Sustaining its record-shattering week, the state of Florida posted 9,585 fresh COVID-19 cases - breaking its record of 8,942 cases from the previous day.  Florida's total number of cases is now pegged at 132,545.

According to the Florida Department of Health, hospitalizations have reached 14,136. Almost 3,400 people have perished from the virus in Florida.

The state surpassed its own record for new daily cases in the last few days. Also on Friday, Florida smashed its own testing record, conducting over 78,000 tests. Conservative politicians, including US President Donald Trump and Florida Governor Ron DeSantis blamed the higher testing levels for the recent spikes.

Florida is one of Sun Belt states like Arizona.

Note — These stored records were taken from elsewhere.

Issue #1009, opened 2020-09-05
Create `Ephem` object from an `Orbit`


astrojuanlu:
> Actually there is one thing "missing" from my perspective, but not in the docs: A clean, fast and out-of-the-box way of computing an `Ephem` object from an `Orbit` object, e.g. `Ephem.from_orbit(orb, time_stamps, propagator, ...)`.

_Originally posted by @s-m-e in https://github.com/poliastro/poliastro/issues/1008#issuecomment-685949410_

Ibnmardanis24:
Hi, I am new to poliastro but I have had some interest on python and mission analysis for a while now. Getting interested on your repository is only natural. I was wondering if I could solve this issue and get to know your project a bit more in the process.

I'm not a huge advocate for OOP so I'm having a bit of a hard time grasping the exact change that you are proposing here. I get from my own formation in celestial mechanics that the objects 'Orbit' and 'Ephem' only differ by the amount of points in the orbit that you sample. But essentialy an 'Ephem' object is really a colection of 'Orbit' objects, right? I get that the object 'Orbit' already features a method to create it from an 'Ephem' object. So what you would be hoping is for the 'reverse' process. This is possible since a state vector produces a single posible motion.

Following this argument, there are still 2 issues that intringue me: I'm not entirely certain on how many attributes I would need to produce from the info in the Orbit object to fully define an Ephem object. Additionally, my initial approach to generate an Ephem from an Orbit is to propagate the trajectory (either forwards or backwards) a given number of time steps. I guess the parameters of this propagation should be user defined right? Even though they would refer to the same family of Ephem.

Regards.

astrojuanlu:
Hello @Ibnmardanis24 , welcome! Let me answer your questions inline.

> I get from my own formation in celestial mechanics that the objects 'Orbit' and 'Ephem' only differ by the amount of points in the orbit that you sample. But essentialy an 'Ephem' object is really a colection of 'Orbit' objects, right?

You could say that... if you knew what the attractor is :) But in reality `Ephem` objects are a list of coordinates without any attractor attached. Given an attractor, you can assume that it's a collection of **osculating** orbits.

> I get that the object 'Orbit' already features a method to create it from an 'Ephem' object. So what you would be hoping is for the 'reverse' process.

Exactly, and this would be equivalent to `propagate`-ing the `Orbit`, sampling it for the specified `timestamps`, and storing the result in an `Ephem`.

[...]

PR #1056, opened 2021-01-01
Add function to create `Ephem` from `Orbit`

Yash-10:
Addresses #1009 

Added a function to create an `Ephem` object from an `Orbit` object.

- Propagates the specified `orbit` using the `epochs` argument.
- Samples the orbit with interval points same as the size of `epochs`.
- Uses the returned coordinates to create an `Ephem` object.
- Checks for scalar epochs.
- Not added corresponding tests.

### DIFF
--- a/src/poliastro/ephem.py
+++ b/src/poliastro/ephem.py
@@ -16,11 +16,11 @@ from astropy.time import Time
 from astroquery.jplhorizons import Horizons
 from scipy.interpolate import interp1d
 
+from poliastro.twobody.propagation import propagate
+
 from .frames import Planes
 from .frames.util import get_frame
 from .warnings import TimeScaleWarning
-
-from poliastro.twobody.propagation import propagate
 
 EPHEM_FORMAT = (
     "Ephemerides at {num} epochs from {start} ({start_scale}) to {end} ({end_scale})"
@@ -311,7 +311,12 @@ class Ephem:
         return cls(coordinates, epochs, plane)
 
     @classmethod
-    def from_orbit(cls, orbit, epochs, plane=Planes.EARTH_EQUATOR,):
+    def from_orbit(
+        cls,
+        orbit,
+        epochs,
+        plane=Planes.EARTH_EQUATOR,
+    ):
         """Return 'Ephem` from an `Orbit` at certain epochs.
         Parameters
         ----------
--- a/src/poliastro/ephem.py
+++ b/src/poliastro/ephem.py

Texas and California, where cases have spiked in the past week, prompting authorities to slow down business reopenings.

Mayor Carlos Gimenez of Miami-Dade County said late Friday that the city's iconic beaches will be closed down for Independence Day holidays. In a statement, the mayor said the five-day suspension will be extended beginning July 3 if conditions in the state do not change.

Some medical experts first postulated that the second wave of cases of coronavirus would hit the US when winter comes later this year alongside seasonal flu - but many are now wondering if there is already a second outbreak.

After spending the better half of two months sheltering in place, Americans are eager to return to work and their normal routines, with governors rolling back stay-at-home orders in virtually every state while following new guidelines from Centers for Disease Control on reopening non-essential businesses.

The dramatic increase in cases over the past few weeks in Florida, and other states, can be seen in the internal Centers for Disease Control and Prevention maps. Those maps, part of CDC's daily monitoring shows that around one month earlier many areas in Florida were marked in blue, orange, and yellow, indicating they were in a downward trajectory for coronavirus cases.

Now nearly all of Florida is covered in red, indicating that those counties of the state are seeing no downward trajectory. The maps also show substantially fewer regions across the US trending down than there just a month ago.

Despite DeSantis maintaining that his administration is not looking at reimposing stay-at-home mandates, many non-essential establishments in Florida are already shutting down at the owners' discretion because of the big increases in local COVID-19 transmission.

The same holds true for food businesses and bars in other states, like Iowa, according to reports from the Des Moines Register, and in Arizona, where large surges in new coronavirus cases in Phoenix in particular are too critical to ignore, per the Arizona Republic.